──────── Source data
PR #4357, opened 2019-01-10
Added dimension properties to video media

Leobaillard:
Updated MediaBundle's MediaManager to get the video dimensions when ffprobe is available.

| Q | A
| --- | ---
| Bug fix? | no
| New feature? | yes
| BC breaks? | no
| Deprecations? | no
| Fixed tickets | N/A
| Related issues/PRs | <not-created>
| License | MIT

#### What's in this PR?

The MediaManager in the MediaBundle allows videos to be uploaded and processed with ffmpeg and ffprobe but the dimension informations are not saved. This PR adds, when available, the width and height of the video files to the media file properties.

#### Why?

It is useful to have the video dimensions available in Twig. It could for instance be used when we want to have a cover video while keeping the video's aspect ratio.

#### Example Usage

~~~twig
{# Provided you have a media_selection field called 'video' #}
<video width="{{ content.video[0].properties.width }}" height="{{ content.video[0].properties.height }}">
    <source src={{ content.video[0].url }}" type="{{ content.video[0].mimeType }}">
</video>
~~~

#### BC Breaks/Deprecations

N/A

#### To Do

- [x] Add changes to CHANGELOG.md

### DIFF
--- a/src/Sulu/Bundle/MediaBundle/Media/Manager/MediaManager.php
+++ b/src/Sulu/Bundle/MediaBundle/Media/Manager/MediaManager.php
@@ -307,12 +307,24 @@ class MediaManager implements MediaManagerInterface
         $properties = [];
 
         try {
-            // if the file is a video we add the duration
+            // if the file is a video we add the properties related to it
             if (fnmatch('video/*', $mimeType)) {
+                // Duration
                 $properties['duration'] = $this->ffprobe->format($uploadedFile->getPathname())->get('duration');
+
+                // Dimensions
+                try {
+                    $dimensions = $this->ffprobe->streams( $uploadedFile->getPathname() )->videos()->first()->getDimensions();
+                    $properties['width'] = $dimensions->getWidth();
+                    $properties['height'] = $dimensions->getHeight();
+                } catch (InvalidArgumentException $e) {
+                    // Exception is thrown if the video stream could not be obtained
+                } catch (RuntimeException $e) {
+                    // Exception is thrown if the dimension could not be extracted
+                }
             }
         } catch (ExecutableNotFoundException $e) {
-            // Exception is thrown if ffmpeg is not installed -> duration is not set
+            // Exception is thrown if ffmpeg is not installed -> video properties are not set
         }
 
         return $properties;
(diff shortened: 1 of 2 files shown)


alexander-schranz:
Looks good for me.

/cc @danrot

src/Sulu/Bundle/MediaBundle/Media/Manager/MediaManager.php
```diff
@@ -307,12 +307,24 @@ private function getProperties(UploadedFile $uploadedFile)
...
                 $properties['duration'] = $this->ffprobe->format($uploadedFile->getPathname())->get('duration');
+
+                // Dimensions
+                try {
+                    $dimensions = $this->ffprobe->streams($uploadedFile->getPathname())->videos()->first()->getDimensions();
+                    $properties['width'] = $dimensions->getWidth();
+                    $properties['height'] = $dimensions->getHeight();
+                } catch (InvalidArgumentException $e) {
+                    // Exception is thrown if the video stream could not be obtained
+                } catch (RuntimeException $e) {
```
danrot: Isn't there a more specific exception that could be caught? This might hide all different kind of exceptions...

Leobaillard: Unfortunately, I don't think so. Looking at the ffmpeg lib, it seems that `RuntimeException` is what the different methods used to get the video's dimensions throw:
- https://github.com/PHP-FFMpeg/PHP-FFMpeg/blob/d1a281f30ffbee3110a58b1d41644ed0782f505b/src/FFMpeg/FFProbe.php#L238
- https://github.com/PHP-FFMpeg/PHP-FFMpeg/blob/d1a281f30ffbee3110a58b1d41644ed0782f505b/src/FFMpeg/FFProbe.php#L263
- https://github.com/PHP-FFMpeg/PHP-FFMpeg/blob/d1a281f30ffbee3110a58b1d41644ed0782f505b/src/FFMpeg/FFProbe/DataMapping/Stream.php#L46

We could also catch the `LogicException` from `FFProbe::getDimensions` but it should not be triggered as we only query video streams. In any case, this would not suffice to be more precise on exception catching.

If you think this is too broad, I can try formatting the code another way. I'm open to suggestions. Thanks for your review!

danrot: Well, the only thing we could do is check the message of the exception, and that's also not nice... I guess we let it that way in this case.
────────────────
──────── Source data
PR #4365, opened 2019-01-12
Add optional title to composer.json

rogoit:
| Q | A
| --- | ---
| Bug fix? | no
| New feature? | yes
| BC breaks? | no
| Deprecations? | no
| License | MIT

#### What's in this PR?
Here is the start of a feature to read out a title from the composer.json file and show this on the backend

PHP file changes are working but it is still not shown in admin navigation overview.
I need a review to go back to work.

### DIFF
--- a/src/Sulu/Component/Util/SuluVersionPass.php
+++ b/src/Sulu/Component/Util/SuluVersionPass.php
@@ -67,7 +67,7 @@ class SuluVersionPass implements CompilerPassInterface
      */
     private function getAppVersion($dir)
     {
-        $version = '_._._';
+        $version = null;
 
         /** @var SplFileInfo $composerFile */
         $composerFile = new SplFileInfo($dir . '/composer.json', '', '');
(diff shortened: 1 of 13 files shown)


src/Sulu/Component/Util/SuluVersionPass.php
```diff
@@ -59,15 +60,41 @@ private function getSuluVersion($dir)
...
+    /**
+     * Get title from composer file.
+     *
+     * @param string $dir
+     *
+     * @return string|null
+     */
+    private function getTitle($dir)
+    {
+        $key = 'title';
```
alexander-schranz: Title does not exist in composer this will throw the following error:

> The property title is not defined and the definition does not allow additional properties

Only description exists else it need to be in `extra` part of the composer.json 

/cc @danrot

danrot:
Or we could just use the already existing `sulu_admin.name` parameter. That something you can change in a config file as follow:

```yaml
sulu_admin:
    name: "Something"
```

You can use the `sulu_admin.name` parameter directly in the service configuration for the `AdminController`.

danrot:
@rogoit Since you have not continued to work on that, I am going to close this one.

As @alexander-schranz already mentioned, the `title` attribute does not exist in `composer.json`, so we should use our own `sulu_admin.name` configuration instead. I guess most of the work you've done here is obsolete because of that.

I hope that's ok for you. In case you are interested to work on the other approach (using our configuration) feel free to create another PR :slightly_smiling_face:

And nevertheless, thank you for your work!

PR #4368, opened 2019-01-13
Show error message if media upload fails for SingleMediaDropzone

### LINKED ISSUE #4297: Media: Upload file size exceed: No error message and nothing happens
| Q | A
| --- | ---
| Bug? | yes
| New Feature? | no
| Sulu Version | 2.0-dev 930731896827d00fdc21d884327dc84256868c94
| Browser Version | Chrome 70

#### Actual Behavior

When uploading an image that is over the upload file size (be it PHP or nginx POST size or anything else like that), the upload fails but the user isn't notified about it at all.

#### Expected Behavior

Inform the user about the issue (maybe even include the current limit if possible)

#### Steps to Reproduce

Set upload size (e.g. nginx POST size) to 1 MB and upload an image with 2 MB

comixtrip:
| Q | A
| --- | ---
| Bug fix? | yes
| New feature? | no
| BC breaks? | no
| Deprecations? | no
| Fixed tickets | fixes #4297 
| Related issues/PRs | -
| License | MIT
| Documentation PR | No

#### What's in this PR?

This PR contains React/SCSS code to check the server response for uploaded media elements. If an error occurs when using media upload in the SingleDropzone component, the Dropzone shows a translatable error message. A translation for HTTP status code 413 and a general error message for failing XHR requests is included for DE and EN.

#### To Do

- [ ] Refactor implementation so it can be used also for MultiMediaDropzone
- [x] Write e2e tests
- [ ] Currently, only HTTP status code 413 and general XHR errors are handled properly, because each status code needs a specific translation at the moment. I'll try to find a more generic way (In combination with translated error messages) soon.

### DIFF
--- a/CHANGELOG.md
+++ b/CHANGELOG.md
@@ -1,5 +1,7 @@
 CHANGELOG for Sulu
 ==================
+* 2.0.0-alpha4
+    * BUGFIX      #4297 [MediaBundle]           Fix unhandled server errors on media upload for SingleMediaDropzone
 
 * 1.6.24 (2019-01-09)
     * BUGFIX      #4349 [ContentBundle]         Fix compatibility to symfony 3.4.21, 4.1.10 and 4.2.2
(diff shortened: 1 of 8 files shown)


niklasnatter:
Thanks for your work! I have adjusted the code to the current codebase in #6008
────────────────
_Required work_. Copy the lines of the data above exactly as written, beginning with the line containing "Inform the user" and ending with the line containing "This PR contains", and leave out all other lines.

_Exercise solution_.
Inform the user about the issue (maybe even include the current limit if possible)

#### Steps to Reproduce

Set upload size (e.g. nginx POST size) to 1 MB and upload an image with 2 MB

comixtrip:
| Q | A
| --- | ---
| Bug fix? | yes
| New feature? | no
| BC breaks? | no
| Deprecations? | no
| Fixed tickets | fixes #4297 
| Related issues/PRs | -
| License | MIT
| Documentation PR | No

#### What's in this PR?

This PR contains React/SCSS code to check the server response for uploaded media elements. If an error occurs when using media upload in the SingleDropzone component, the Dropzone shows a translatable error message. A translation for HTTP status code 413 and a general error message for failing XHR requests is included for DE and EN.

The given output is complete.